White started his career playing the fiddle at square dances. He claimed to have met Charlie Patton early on, although some doubt has been cast upon this; Regardless, Patton was a large influence on White. White typically played slide guitar in an open tuning. He was one of the few, along with Skip James, to use a crossnote tuning in E minor, which he may have learned, as James did, from Henry Stuckey.
He first recorded for the Victor Records label in 1930. His recordings for Victor, like those of many other bluesmen, fluctuated between country blues and gospel numbers. Victor published his photograph in 1930. His gospel songs were done in the style of Blind Willie Johnson, with a female singer accentuating the last phrase of each line.
Nine years later, while serving time for assault, he recorded for folklorist John Lomax. The few songs he recorded around this time became his most well-known: “Shake 'Em On Down” and “Po' Boy”
Bob Dylan covered his song “Fixin' To Die Blues”, which aided a "rediscovery" of White in 1963 by guitarist John Fahey and ED Denson, which propelled him onto the folk revival scene of the 1960s. White had recorded the song simply because his other songs had not particularly impressed the Victor record producer. It was a studio composition of which White had thought little until it re-emerged thirty years later.

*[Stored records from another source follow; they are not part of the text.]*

PR #405, opened 2020-12-04
Use generated operator.yaml when running integ-tests 

bobdonat:
This pull request has a change to use the generated operator.yaml when running integ-test during a Jenkins run.

### DIFF
--- a/Jenkinsfile
+++ b/Jenkinsfile
@@ -198,6 +198,17 @@ pipeline {
             }
         }
 
+        stage('Generate operator.yaml') {
+            when { not { buildingTag() } }
+            steps {
+                sh """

White was at one time managed by experienced blues manager Arne Brogger. Fahey and Denson found White easily enough: Fahey wrote a letter to "Bukka White (Old Blues Singer), c/o General Delivery, Aberdeen, Mississippi" Fahey had assumed, given White's song, "Aberdeen, Mississippi", that White still lived there, or nearby. The postcard was forwarded to Memphis, Tennessee, where White worked in a tank factory. Fahey and Denson soon traveled to meet White, and White and Fahey remained friends through the remainder of White's life. He recorded a new album for Denson and Fahey's Takoma Records, whilst Denson became his manager.
White was, later in life, also friends with fellow musician Furry Lewis. The two recorded, mostly in Lewis' Memphis apartment, an album together, Furry Lewis, Bukka White & Friends: Party! At Home.
"Parchman Farm Blues" was about the Mississippi State Penitentiary (also known as Parchman Farm) in Sunflower County, Mississippi, was released on Harry Smith's “Anthology Of American Folk Music, Vol. 4” The song was covered by The Traits/aka Roy Head and the Traits with Johnny Winter in the late 1960s. His 1937 version of the oft-recorded song, "Shake 'Em On Down," is considered definitive, and became a hit while White was serving time in Parchman.
White died in February 1977 from cancer, at the age of 67, in Memphis, Tennessee. In 1990 he was posthumously inducted into the Blues Hall Of Fame (along with Blind Blake and Lonnie Johnson). On November 21, 2011, The Recording Academy announced that “Fixin' To Die Blues” was to be added to its 2012 list of Grammy Hall Of Fame recipients.